Balance between tectonics and sedimentation during geodynamic evolution of the Adria-Europe convergence zone in central Serbia

The Cretaceous sedimentation along the NE Dinarides margin was associated with subduction and collision of the Neotethys Ocean located between continental units of Adria and Europe (i.e., the Sava subduction system). In this region, we have performed a coupled kinematic and sedimentological study in order to understand the main controlling mechanism of deposition in basins situated above the Sava subduction zone.

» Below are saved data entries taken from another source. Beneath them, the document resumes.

PR #71, opened 2026-05-15
feat: MCP multiplexer — shared MCP processes across PTYs (#64)

TerrysPOV:
## Summary

Implements the MCP multiplexer (issue #64). Replaces per-PTY MCP-server spawning (216 processes at 36 PTYs × 5 MCPs — OOM-bound on small-to-medium daemon hosts) with a daemon-hosted multiplexer that runs each shared MCP server **once** and serves it over loopback HTTP to all PTY-resident `claude` instances. Target footprint: `1 (bridge) + 5 (shared MCPs) + 36 (claudes) = 42 processes`, ~5× reduction.

## What this unblocks

Per the `> [!WARNING]` callout in README (PR #63), production `pty.enabled: true` was blocked on this milestone landing. After this merges + operator validates RAM under realistic load + OAuth refresh sanity-check passes, the flag flips and the warning is removed.

## Architecture

Frozen by SPEC in `.planning/mcp-multiplexer/SPEC.md` (518 LOC). High-level:

- **Multiplexer plugin** (`src/plugins/mcp-multiplexer/`) hosts shared MCP server children once at daemon startup. Exposes each on a per-server HTTP route via `PluginHttpGateway.registerMcpHandler`. Streamable HTTP transport (`@modelcontextprotocol/sdk` SDK Server + `WebStandardStreamableHTTPServerTransport`) per `(serverName, ptyId)` bucket — stateless servers collapse to one bucket, stateful keep per-PTY isolation.
- **PTY supervisor** synthesises `${cwd}/.claudeclaw/mcp-pty-${ptyId}.json` (mode `0600`) at spawn with `--mcp-config` pointing at `http://127.0.0.1:<gateway-port>/mcp/<server-name>` and per-PTY HMAC bearer headers. The bridge URL is read from the multiplexer plugin (single source of truth — no recomputation in the supervisor).
- **Auth:** `Authorization: Bearer <hex-secret>` + `X-Claudeclaw-Pty-Id` + `X-Claudeclaw-Ts`. Per-PTY secrets are 32-byte random, minted on every PTY spawn/respawn (rotation cadence bounded by `pty.idleReapMinutes`, default 30). Bearer-as-secret is the pragmatic equivalent of SPEC §4.3's per-request HMAC, since Claude Code's stock MCP HTTP client can't sign request bodies — documented in `.planning/mcp-multiplexer/W1-COORD.md` §1 and validated in `SECURITY-AUDIT.md`.
[...]

PR #218, opened 2026-06-02
fix(bus): agent-scoped session rotation on bus path (closes #213)

### LINKED ISSUE #213: streamBusPrompt skips incrementMessageCount — session rotation never fires on bus path

Nibbler1250:
## Problem

Closes #213. Implements the agent-scoped design Terry outlined in the [10:40 UTC #213 review](https://github.com/TerrysPOV/ClaudeClaw-Plus/issues/213): issue-body **B** + comment-**A** rolled into one focused PR.

The bus path never called `incrementMessageCount()` or `needsRotation()` after migration, leaving session rotation silently dead. The naive fix — `await incrementMessageCount()` with no agent argument — would have made things worse by rotating the **global** session (the brief bootstrap "wakeup" turn) instead of the long-lived agent PTY where every Telegram / `/api/inject` / `/api/chat` turn actually accumulates. Quoting #213:

> Flipping `needsRotation()` to true would then rotate the bootstrap session, write a summary of the wakeup turn, and leave the bloated agent session.jsonl growing untouched. That's a worse failure mode than the current silence.

This PR threads `agentId` through the bookkeeping so rotation operates on the agent's own `session.json` — the one that actually grows — without touching the global tracker the legacy `runner.ts` code path still owns.

### `src/bus/webui-bridge.ts streamBusPrompt`

After `runPrompt` resolves `ok: true`:

```ts
await incrementMessageCount(agentId);
const sessionConfig = getSettings().session;
if (sessionConfig.autoRotate) {
  const peeked = await peekSession(agentId);
  if (peeked && needsRotation(peeked, sessionConfig)) {
    await rotateSession(sessionConfig, agentId);
  }
}
```

Wrapped in try/catch — a bookkeeping failure must never break the prompt flow the caller is awaiting. `getSettings()` is also wrapped because it throws when called before `loadSettings()` (early boot, unit tests); the increment still fires, rotation skipped until settings are loadable.

### `src/rotation.ts rotateSession`

New optional second parameter `agentName`. When provided:

- `peekSession(agentName)` — reads the agent's `session.json`.
- Summary written to `agents/<agentName>/summaries/` (NOT the global `summaries/` dir — per-agent histories stay isolated).
- `backupSession(agentName)` + `resetSession(agentName)` — touch only the agent's files.

Omitted = legacy global behaviour, unchanged. The legacy `runner.ts` callsites at `:1583` and `:2386` still call `rotateSession(config)` with no agent → no regression.

### `src/runner.ts:2152` comment

The "Count this invocation for rotation tracking (global session only; **agent sessions don't rotate**)" comment was an artifact of the pre-bus world where the user *was* talking to the global session. Updated to point to the bus-side rotation hook in `streamBusPrompt` and clarify that legacy and bus paths now track separate sessions by design.

## Why this and not the alternatives from #213

Per maintainer guidance:

| Option | Verdict |
|---|---|
| Issue-body A (1-line global `incrementMessageCount`) | **Rejected** — rotates the wrong session, worse than the bug |
| Issue-body B (agent-aware bookkeeping + needsRotation at bus seam) | **Adopted** — this PR |
| Comment-A (new `rotateSession(config, agentName)` overload) | **Adopted** — this PR |
| Comment-B (sync `global.sessionId := agents/default/...`) | **Rejected** — encodes "default is special", foot-gun for #71 multiplexer |
| Comment-C (eliminate global tracker entirely) | **Deferred** — right end state, too much for this PR (touches legacy `runner.ts` + several no-arg `peekSession` callsites). File as follow-up milestone. |

## Test plan

- [x] **T1 build**: `bun build src/index.ts --outdir /tmp/claw-smoke --target bun --no-splitting` → clean
- [x] **T1 lint**: `bun run lint` → exit 0 (no new biome errors introduced; one pre-existing tsc error in `src/skills-tuner/core/types.ts:19` unchanged and unrelated)
- [x] **T2 bus + sessions tests**: 19 pass, 0 fail (no regression)
- [x] **Live-validated on a real bus-mode daemon**:
  - **Pre-deploy**: global `messageCount = 6` (orphan, doesn't reflect actual usage); agent-default `session.json` had no `messageCount` field.
  - **Post-deploy + restart + `/api/inject "pong"`**:
    - Global: `messageCount = 6` (unchanged — bus path no longer touches it ✓)
    - Agent default: `messageCount = 1` (new field, incremented correctly ✓)
  - Daemon answered the probe in 10s with `ok: true`, `exitCode: 0`.
  - Backups kept for fast rollback if needed.

## Ordering constraint (from #213)

Per maintainer:

1. **#216** — review + merge first (clean orthogonal precondition; preserves `createdAt`).
2. **THIS PR** — agent-scoped rotation.
3. **#217** — silent-drop safety net; lands cleanly on top because the synthesized `ingestReply` will now route through `lastPromptOrigin` correctly and the receipt's `session_id` will match what the tailer actually reads.
4. **Follow-up milestone**: comment-C (eliminate the global tracker entirely).

## Supersedes #214

PR #214 was closed (implemented the rejected issue-body A approach). This PR replaces it with the maintainer-approved design.

## Version bump

Plugin + marketplace bumped to `2.2.133` per repo policy (`src/` touched).

## Migration notes

None — additive. Legacy `runner.ts` behaviour unchanged. Existing daemons gain a per-agent `messageCount` field the first time an `/api/inject`, `/api/chat`, or `/api/jobs/fire` turn completes successfully; rotation activates as soon as `maxMessages` or `maxAgeHours` thresholds are reached on the agent's session.

### DIFF
--- a/.claude-plugin/marketplace.json
+++ b/.claude-plugin/marketplace.json
@@ -8,7 +8,7 @@
       "name": "claudeclaw-plus",
       "source": "./",
       "description": "ClaudeClaw+ — governance, orchestration, persistent memory, and hardened web UI for Claude Code daemons. Sister project to moazbuilds/claudeclaw.",
-      "version": "2.2.134",
+      "version": "2.2.135",
       "keywords": [
         "cron",
         "heartbeat",
--- a/.claude-plugin/plugin.json
+++ b/.claude-plugin/plugin.json
@@ -1,5 +1,5 @@
 {
   "name": "claudeclaw-plus",
-  "version": "2.2.134",
+  "version": "2.2.135",
   "description": "ClaudeClaw+ — governance, orchestration, persistent memory, and hardened web UI for Claude Code daemons. Sister project to moazbuilds/claudeclaw."
 }
--- a/src/bus/__tests__/webui-bridge.test.ts
+++ b/src/bus/__tests__/webui-bridge.test.ts
@@ -9,8 +9,8 @@
  * reply path by calling `bus.ingestReply` directly — that's how the
  * plus-bus MCP server normally publishes claude's responses.
  */
-import { afterAll, afterEach, beforeAll, beforeEach, describe, expect, it } from "bun:test";
-import { mkdtempSync, readFileSync, rmSync, existsSync } from "node:fs";
+import { afterAll, afterEach, beforeAll, beforeEach, describe, expect, it, spyOn } from "bun:test";
+import { mkdirSync, mkdtempSync, readFileSync, rmSync, writeFileSync, existsSync } from "node:fs";
 import { tmpdir } from "node:os";
 import { join } from "node:path";
 import { createBusCore, type BusCore } from "../core";
@@ -23,6 +23,8 @@ import {
   type ReceiptStore,
 } from "../receipt";
 import { streamBusPrompt } from "../webui-bridge";
+import { createSession, peekSession, incrementMessageCount } from "../../sessions";
+import { reloadSettings } from "../../config";
 
 // Redirect the process-wide default receipt store to a throwaway path for the
 // duration of this file so the existing 11 streamBusPrompt tests (which
@@ -348,5 +350,73 @@ describe("streamBusPrompt — receipt chain", () => {
     expect(recs[0].process_generation).toBe(1);
     // After close, the hash index is cleared.
     expect(store.findByPromptHash(hashPrompt("lookup me"))).toBeUndefined();
+  });
+});
+
+describe("streamBusPrompt — per-agent bookkeeping (#213, split per #218)", () => {
+  // getAgentsDir() resolves from the live process.cwd(), so chdir'ing into a
+  // temp dir isolates each test's agent session files (removed with the temp
+  // dir). config's SETTINGS_FILE is frozen at import-time cwd, so the
+  // rotation-gate test writes there explicitly and cleans up.
+  let frozenCwd: string;
+  let tmp: string;
+
+  async function driveOneTurn(agentId: string): Promise<void> {
+    const bus = makeBus();
+    const pending = streamBusPrompt(bus, agentId, "hi", { timeoutMs: 2000 });
+    await Promise.resolve();
+    await Promise.resolve();
+    bus.ingestReply({ agent_id: agentId, text: "ok", intent: "final" });
+    // Bookkeeping is awaited inside streamBusPrompt before it resolves.
+    expect((await pending).ok).toBe(true);
+  }
+
+  beforeEach(() => {
+    frozenCwd = process.cwd();
+    tmp = mkdtempSync(join(tmpdir(), "ccaw-218-"));
+    process.chdir(tmp);
+  });
+
+  afterEach(() => {
+    process.chdir(frozenCwd);
+    rmSync(tmp, { recursive: true, force: true });
+  });
+
+  it("increments the named agent's message count on a successful prompt", async () => {
+    await createSession("11111111-1111-1111-1111-111111111111", "alpha");
+    expect((await peekSession("alpha"))?.messageCount ?? 0).toBe(0);
+    await driveOneTurn("alpha");
+    expect((await peekSession("alpha"))?.messageCount).toBe(1);
+  });
+
+  it("WARNs and defers to #227 when the agent crosses the threshold — without rotating", async () => {
+    const settingsFile = join(frozenCwd, ".claude", "claudeclaw", "settings.json");
+    mkdirSync(join(frozenCwd, ".claude", "claudeclaw"), { recursive: true });
+    writeFileSync(settingsFile, JSON.stringify({ session: { autoRotate: true, maxMessages: 2 } }));
+    try {
+      await reloadSettings();
+      await createSession("22222222-2222-2222-2222-222222222222", "beta");
+      await incrementMessageCount("beta"); // 0 -> 1; the next turn trips the gate
+      const warnSpy = spyOn(console, "warn").mockImplementation(() => {});
+
+      await driveOneTurn("beta"); // 1 -> 2, needsRotation(2 >= 2) === true
+
+      const warned = warnSpy.mock.calls.some((c) => String(c[0]).includes("deferred to #227"));
+      warnSpy.mockRestore();
+      expect(warned).toBe(true);
+
+      // The rotation MECHANISM is not wired: the session is counted, not reset.
+      const after = await peekSession("beta");
+      expect(after?.messageCount).toBe(2);
+      expect(after?.sessionId).toBe("22222222-2222-2222-2222-222222222222");
+    } finally {
+      rmSync(settingsFile, { force: true });
+    }
+  });
+
+  it("does not break the prompt when there is no session to count (best-effort)", async () => {
+    // No createSession — incrementMessageCount no-ops; the prompt still resolves.
+    await driveOneTurn("gamma");
+    expect(await peekSession("gamma")).toBeNull();
   });
 });
--- a/src/bus/__tests__/webui-bridge.test.ts
+++ b/src/bus/__tests__/webui-bridge.test.ts
@@ -24,7 +24,7 @@ import {
 } from "../receipt";
 import { streamBusPrompt } from "../webui-bridge";
 import { createSession, peekSession, incrementMessageCount } from "../../sessions";
-import { reloadSettings } from "../../config";
+import { reloadSettings, _setSettingsFileForTests } from "../../config";
 
 // Redirect the process-wide default receipt store to a throwaway path for the
 // duration of this file so the existing 11 streamBusPrompt tests (which
@@ -357,7 +357,8 @@ describe("streamBusPrompt — per-agent bookkeeping (#213, split per #218)", () 
   // getAgentsDir() resolves from the live process.cwd(), so chdir'ing into a
   // temp dir isolates each test's agent session files (removed with the temp
   // dir). config's SETTINGS_FILE is frozen at import-time cwd, so the
-  // rotation-gate test writes there explicitly and cleans up.
+  // rotation-gate test redirects it into the temp dir via
+  // _setSettingsFileForTests() instead of touching the real settings.json.
   let frozenCwd: string;
   let tmp: string;
 
@@ -378,6 +379,9 @@ describe("streamBusPrompt — per-agent bookkeeping (#213, split per #218)", () 
   });
 
   afterEach(() => {
+    // Restore the default settings path and clear the cache so neither the
+    // override nor cached settings leak into later tests in this file.
+    _setSettingsFileForTests();
     process.chdir(frozenCwd);
     rmSync(tmp, { recursive: true, force: true });
   });
@@ -390,19 +394,22 @@ describe("streamBusPrompt — per-agent bookkeeping (#213, split per #218)", () 
   });
 
   it("WARNs and defers to #227 when the agent crosses the threshold — without rotating", async () => {
-    const settingsFile = join(frozenCwd, ".claude", "claudeclaw", "settings.json");
-    mkdirSync(join(frozenCwd, ".claude", "claudeclaw"), { recursive: true });
+    // Point config at a settings file inside this test's temp dir (removed in
+    // afterEach) so we never read or write the developer's real settings.json.
+    const settingsFile = join(tmp, ".claude", "claudeclaw", "settings.json");
+    mkdirSync(join(tmp, ".claude", "claudeclaw"), { recursive: true });
     writeFileSync(settingsFile, JSON.stringify({ session: { autoRotate: true, maxMessages: 2 } }));
+    _setSettingsFileForTests(settingsFile);
+
+    const warnSpy = spyOn(console, "warn").mockImplementation(() => {});
     try {
       await reloadSettings();
       await createSession("22222222-2222-2222-2222-222222222222", "beta");
       await incrementMessageCount("beta"); // 0 -> 1; the next turn trips the gate
-      const warnSpy = spyOn(console, "warn").mockImplementation(() => {});
 
       await driveOneTurn("beta"); // 1 -> 2, needsRotation(2 >= 2) === true
 
       const warned = warnSpy.mock.calls.some((c) => String(c[0]).includes("deferred to #227"));
-      warnSpy.mockRestore();
       expect(warned).toBe(true);
 
       // The rotation MECHANISM is not wired: the session is counted, not reset.
@@ -410,7 +417,7 @@ describe("streamBusPrompt — per-agent bookkeeping (#213, split per #218)", () 
       expect(after?.messageCount).toBe(2);
       expect(after?.sessionId).toBe("22222222-2222-2222-2222-222222222222");
     } finally {
-      rmSync(settingsFile, { force: true });
+      warnSpy.mockRestore();
     }
   });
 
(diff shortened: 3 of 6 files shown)


TerrysPOV (changes requested):
Thanks for the fast turnaround on this. The bookkeeping side is genuinely solid — the `agentId` threading through `incrementMessageCount` / `peekSession` / `needsRotation` / `rotateSession`, the best-effort try/catch posture mirroring the receipt-chain "instrumentation must not break the bus" pattern, the inner guard for pre-`loadSettings()` boot — all the right shape. Docstrings on the new `rotateSession` overload + the `runner.ts` comment update are also clean.

Holding the merge though. Three critical findings surfaced in the 5-agent review that go to the underlying mechanism, plus one medium. Want to walk through them properly because they reframe what we agreed yesterday too.

## Findings

### 1. CRITICAL — Bus rotation doesn't actually rotate the live conversation

`src/rotation.ts` (169 lines, full file) has zero references to `sessionManager`, `restart`, `spawnAgent`, or `respawn`. The function only does filesystem work: write summary, rename `session.json` to backup, unlink it.

But the bus runtime spawns the agent PTY ONCE at boot with `--session-id <uuid>` and keeps it alive. The conversation accumulates in the SAME JSONL the live `claude` process is writing. Rotating `session.json` on disk doesn't touch the PTY. After "rotation," the next `streamBusPrompt` routes to the SAME live PTY, attached to the SAME claude process, accumulating the SAME context. The session.jsonl keeps growing. Per-prompt latency keeps creeping up.

**Net: #213's underlying claim — "session.jsonl grows unbounded on bus mode" — is not actually fixed by this PR.** The accounting is fixed; the rotation itself isn't.

### 2. CRITICAL — Rotation becomes one-shot per daemon lifetime

After `resetSession(agentId)` unlinks `agents/<id>/session.json`:
- `peekSession(agentId)` returns null on subsequent calls (`loadSession` reads, catches, returns null)
- The rotation gate at `webui-bridge.ts:135` requires a truthy `peeked` → never re-evaluated
- `incrementMessageCount(agentId)` hits `sessions.ts:129` (`if (!existing) return;`) → silent no-op

The file only gets re-created when something calls `defaultResolveSessionId(agentId)` (`agent-resolver.ts:116-122`), which fires on fresh PTY spawn. Since the PTY isn't restarted (Finding 1), `session.json` is never re-created. So even ignoring Finding 1, the rotation gate is single-fire per daemon lifetime — and the counter stays at 0 from rotation onwards.

### 3. CRITICAL — Session-id collision in `generateSummary`

`src/rotation.ts:105-106`:

```ts
const proc = Bun.spawn(
  ["claude", "-p", summaryPrompt, "--resume", sessionId, "--output-format", "text"],
  ...
);
```

`sessionId` here is the LIVE PTY's session id. Per `session-manager.ts:593` comments, claude explicitly refuses an `--resume` against a session that's already locked. So the spawn almost certainly fails — silently, since the failure is swallowed by the surrounding `try/catch (e)`. Operator gets a backup of `session.json` but no actual summary content to feed the next session. Worst case it races against the PTY's JSONL writes.

### 4. MEDIUM — No tests for the observable bookkeeping

The PR adds the entire #213 fix to two non-trivial files and ships zero unit tests. The `incrementMessageCount(agentId)` call site + `needsRotation` / `rotateSession` trigger are exactly the verifiable claims of #213. A test stubbing `runPrompt` to return `{ok:true}` and asserting `incrementMessageCount(agentId)` was called would close the loop; a second test with a session pre-populated past `maxMessages` asserting `rotateSession(config, agentId)` was invoked would close the rotation gate. Per `~/.claude/rules/testing.md` + SDC stage 5, this should land with coverage.

## Reframing yesterday's analysis

R3 also surfaced something important. I framed the `"agent sessions don't rotate"` comment in `runner.ts` as stale guidance yesterday. R3 verified via `git log -S` it originated in commit `ec4040c` (May 2026), and **the design reason was that legacy `execClaude` invocations are stateless one-shots** — rotation is meaningless when each call spawns a fresh `claude --print`. That part of the convention is still correct.

The bus-PTY case IS genuinely different (long-running, accumulating). But the fix here doesn't actually achieve rotation for that case either. So **neither code path delivers rotation for a long-lived conversation**. This is a bigger surface than #213 framed, and that's on me for not seeing it yesterday — apologies for the incomplete recommendation. Issue-body-B + comment-A was necessary but not sufficient.

## Direction — Terry's strong preference is 4a

We talked through four options for the underlying rotation mechanism:

- **4a — Restart the PTY after `resetSession`** by calling `sessionManager.restart(agentId)` so the next `streamBusPrompt` lands on a fresh PTY with a new session id. The summary becomes the bootstrap context for the new PTY.
- 4b — Inject `/compact` into the live PTY via `send_prompt_stream`.
- 4c — Defer rotation to daemon restart; counter becomes WARN-only.
- 4d — Periodic supervisor-driven respawn.

**Terry's strong preference is 4a.** It's the option that actually delivers what #213 promised — rotation on a long-lived agent PTY without requiring daemon bounce. It also keeps the rotation mechanism explicit + deterministic (vs 4b's dependency on `/compact` semantics in the CLI, which iterates) and doesn't surrender the goal like 4c/4d.

Concrete shape of what 4a would need:

1. Move the session-id collision aside: `generateSummary` should run AFTER the PTY restart, against the now-backed-up session.json's saved sessionId (which is no longer the live one). Or copy the JSONL aside and summarize from the copy. Either way, summary input must not be the live session id.
2. After `resetSession(agentId)`, call `sessionManager.restart(agentId)` (new method on the session manager — drops the existing PTY, calls `defaultResolveSessionId(agentId)` which mints a new uuid + writes session.json, spawns a fresh PTY with the new session id).
3. The new PTY's bootstrap prompt includes the summary so the conversation continues with compressed context. This is where the SUMMARY.md content lands.
4. `incrementMessageCount(agentId)` after restart finds the freshly-created session.json (Finding 2's problem goes away).
5. Tests covering: bookkeeping fires, rotation triggers at threshold, PTY restart is invoked, new session.json is written, summary is consumed by the new PTY's bootstrap.

## Options for splitting the PR

The bookkeeping-only piece (the `agentId` threading + the inner try/catch boot guard) is independently useful for diagnostics even if rotation doesn't fire correctly. Two paths forward:

- **A. Split.** Land the bookkeeping piece as-is in a smaller PR (with tests), file a follow-up issue for 4a-shaped rotation. Smaller, lower risk, faster merge.
- **B. Rework this PR.** Stay on this branch, layer 4a on top, add tests for both the bookkeeping AND the restart. Bigger but ships the actual fix.

Lean is yours — both are reasonable. If you split, I'd add a comment in `webui-bridge.ts` noting that the rotation gate fires but the rotation mechanism is incomplete, and reference the follow-up issue so it's not invisible.

## On #217 ordering

I flagged yesterday that #217 (silent-drop synth-reply safety net) must land AFTER #218 because the synthesized reply needs to be attributed to the agent's session. That stands — but with 4a in mind, the attribution path is even cleaner since the restart preserves a clear "before/after" boundary on session id.

Happy to walk through any of this further if useful. The receipt chain is doing exactly what it was supposed to — exposing that even the proposed fix doesn't fix the real thing. That's not a knock on this PR; it's the validation loop working.

Awaiting your direction on split vs rework.

Nibbler1250:
Went with **Split** (option A). Force-pushed this branch down to the bookkeeping-only piece.

What's here now:
- `streamBusPrompt` threads `agentId` through `incrementMessageCount` so per-agent turn counts land on the agent's own `session.json` — the part you flagged as solid.
- The rotation gate still evaluates, but when it trips it **WARNs and defers to #227** instead of running the filesystem rotation. That removes all three criticals at once: no PTY-less rotation pretending to fix #213 (1), no one-shot-gate dead-end (2), and no `--resume` collision against the locked live session (3) — the broken `rotateSession(agentId)` path is gone.
- `rotation.ts` reverted to main (the `agentId` overload went with it).
- Tests added (finding 4): increment fires on success; the gate WARNs at threshold *without* rotating; bookkeeping no-ops cleanly when there's no session to count.

Follow-ups filed:
- **#227** — the 4a restart-based rotation (your 5-step shape); this is the actual #213 fix.
- **#226** — the `sessionManager.restart(agentId)` primitive #227's step 2 calls (also the shared mechanism for the control-plane + wedged-prompt-timeout respawns).

So this PR no longer closes #213 — #227 does. Title/body updated to match. And noted: #217 lands after the rotation work for clean session attribution.

TerrysPOV (changes requested):
### Code review

Re-review of `d81c1f0` — the split worked. All three CRITICALs from the 2026-06-03 review are resolved (no PTY-less rotation, no `resetSession` dead-end, no `--resume` collision). Production code in [`src/bus/webui-bridge.ts`](https://github.com/TerrysPOV/ClaudeClaw-Plus/blob/d81c1f0a5124f9a1b5b66d5e26f2fc588a1e79ea/src/bus/webui-bridge.ts#L122-L162) is clean.

Found 1 issue:

1. The new "WARNs and defers to #227" test writes a stub settings file to the developer's real `.claude/claudeclaw/settings.json` and then `rmSync`'s it. `SETTINGS_FILE` is frozen at module-load `process.cwd()` ([`src/config.ts:12-13`](https://github.com/TerrysPOV/ClaudeClaw-Plus/blob/d81c1f0a5124f9a1b5b66d5e26f2fc588a1e79ea/src/config.ts#L11-L14)) and the test writes to `frozenCwd` (the repo root) rather than `tmp/`. On the success path the original config is unrecoverable; on a mid-test throw the file is left at `{"session":{"autoRotate":true,"maxMessages":2}}`. Anyone who runs `bun test src/bus/__tests__/webui-bridge.test.ts` from the repo root and has a populated `.claude/claudeclaw/settings.json` will lose it.

   https://github.com/TerrysPOV/ClaudeClaw-Plus/blob/d81c1f0a5124f9a1b5b66d5e26f2fc588a1e79ea/src/bus/__tests__/webui-bridge.test.ts#L390-L413

   Fix options: (a) back up the existing file's contents before `writeFileSync` and restore in `finally`; (b) expose a `_setSettingsFileForTests(path)` hook in `src/config.ts` so the test points at `join(tmp, "settings.json")` instead of the real frozen path; (c) skip the test entirely if a real `settings.json` exists at `frozenCwd`.

Two lower-priority nits worth a look while you're in there:

- `reloadSettings()` populates the module-level `cached` and there's no teardown — the third test (`gamma`) inherits `{autoRotate: true, maxMessages: 2}` but passes only because `peekSession("gamma")` returns null and short-circuits. Future tests in this file that call `getSettings()` will get leaked values.
- `warnSpy.mockRestore()` at L402 isn't in a `finally` — if `driveOneTurn` throws between mock and restore, the spy persists across tests in the same worker.

Once the test-file path is fixed, this is good to merge.

TerrysPOV (approved):
All findings from prior review cleared.

Nibbler1250:
Pushed `03d4b02` addressing the review.

- **Test-file path (blocker):** added `_setSettingsFileForTests(path)` in `config.ts` (same shape as the existing `_setDefaultReceiptStoreForTests`) so the rotation-gate test points config at a `settings.json` inside its per-test tmp dir. No more writing/`rm`-ing the real `<cwd>/.claude/claudeclaw/settings.json` — `SETTINGS_FILE` is `let` now, only ever reassigned by that test hook.
- **Cache-leak nit:** `afterEach` now calls `_setSettingsFileForTests()` to restore the default path and clear `cached`, so neither the override nor cached settings leak across tests.
- **mockRestore nit:** moved into `finally`.

Full bus suite green locally (318 pass / 0 fail), CI green. Ready for re-review.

The Cretaceous sedimentation on the upper plate of the Sava subduction system took place in a fore-arc basin developed in frontal parts of the active European continental margin. The sedimentary facies indicate three cycles of deposition during Early Cretaceous–Cenomanian, Turonian–Santonian, and Campanian-Maastrichtian. Lower Cretaceous–Cenomanian deposition was associated with regional contraction and characterized by the clastic-carbonatic cyclic shelf and slope deposits (i.e., the “para-flysch”). The European fore-arc “para-flysch” sequences, deposited during Berriasian–Aptian times, presently outcrop in the Gledićke Mts and Rudnik area in central Serbia. Following the Albian–Cenomanian regression that created regional unconformity across the entire fore-arc domain, Turonian–Santonian extension resulted in subsidence and syn-depositional bimodal magmatism. Fore-arc syn-subductional extension was triggered by retreating and steepening of the subducting Neotethys lithosphere. The final Campanian–Maastrichtian regression was initiated by large-scale shortening during the onset of Adria-Europe collision.

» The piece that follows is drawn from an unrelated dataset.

Issue #222, opened 2026-06-03
feat(bus): reconcile agent process-liveness with MCP connection — silent prompt drop on no-connection (control-plane gap behind #207)


Nibbler1250:
## Summary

Unlike the European fore-arc domain, the Cretaceous sedimentation over the passive continental margin of the Dinarides was exclusively controlled by continuous shortening and overall transgression over the subducting Adria plate. Deposition starts with transgressive Albian–Cenomanian coarse-clastics and gradually deepens into the clastic-carbonatic shelf deposits. Rapid subsidence since the late Turonian resulted in deposition of slope carbonates followed by the deep pelagic sedimentation of Coniacian to Campanian–Maastrichtian limestones with cherts (i.e., the Struganik facies). The onset of deposition in the Sava subduction trench, as well as the accelerated subsidence in the entire lower Adria plate domain was coeval with Turonian–Coniacian switch to syn-subductional extension in the European fore-arc basin. The trench sedimentation starts with Turonian distal mudstones overlain by Coniacian–Maastrichtian clastic-carbonatic turbidites, as observed in the Rudnik Formation in Central Serbia. The westward expansion and migration of trench deposition towards the lower Adria plate culminated with Middle Campanian–Late Maastrichtian deposition of siliciclastic trench turbidites observed in the Ljig Formation.

The onset of the latest Cretaceous–Paleogene Adria-Europe continental collision resulted in large-scale W-wards thrusting that inverted the Cretaceous basins along NE Dinarides margin and emplaced sedimentary infill and basement of the European fore-arc over the Sava trench turbidites. The continued continental collision led to the propagation of thrusting during Eocene, which was characterized by formation of the large offset out-of-sequence thrusts. The eduction that followed break-off of the Neotethys slab beneath the Dinarides triggered Oligocene–Miocene extension which reactivated the inherited thrust contacts as extensional detachments along the entire Dinarides margin. The extension exhumed the lower Adria plate and additionally fragmented and deformed the former Cretaceous basins. The rates of extensional exhumation are decreasing to the NE, from the Dinarides margin towards the Carpathians.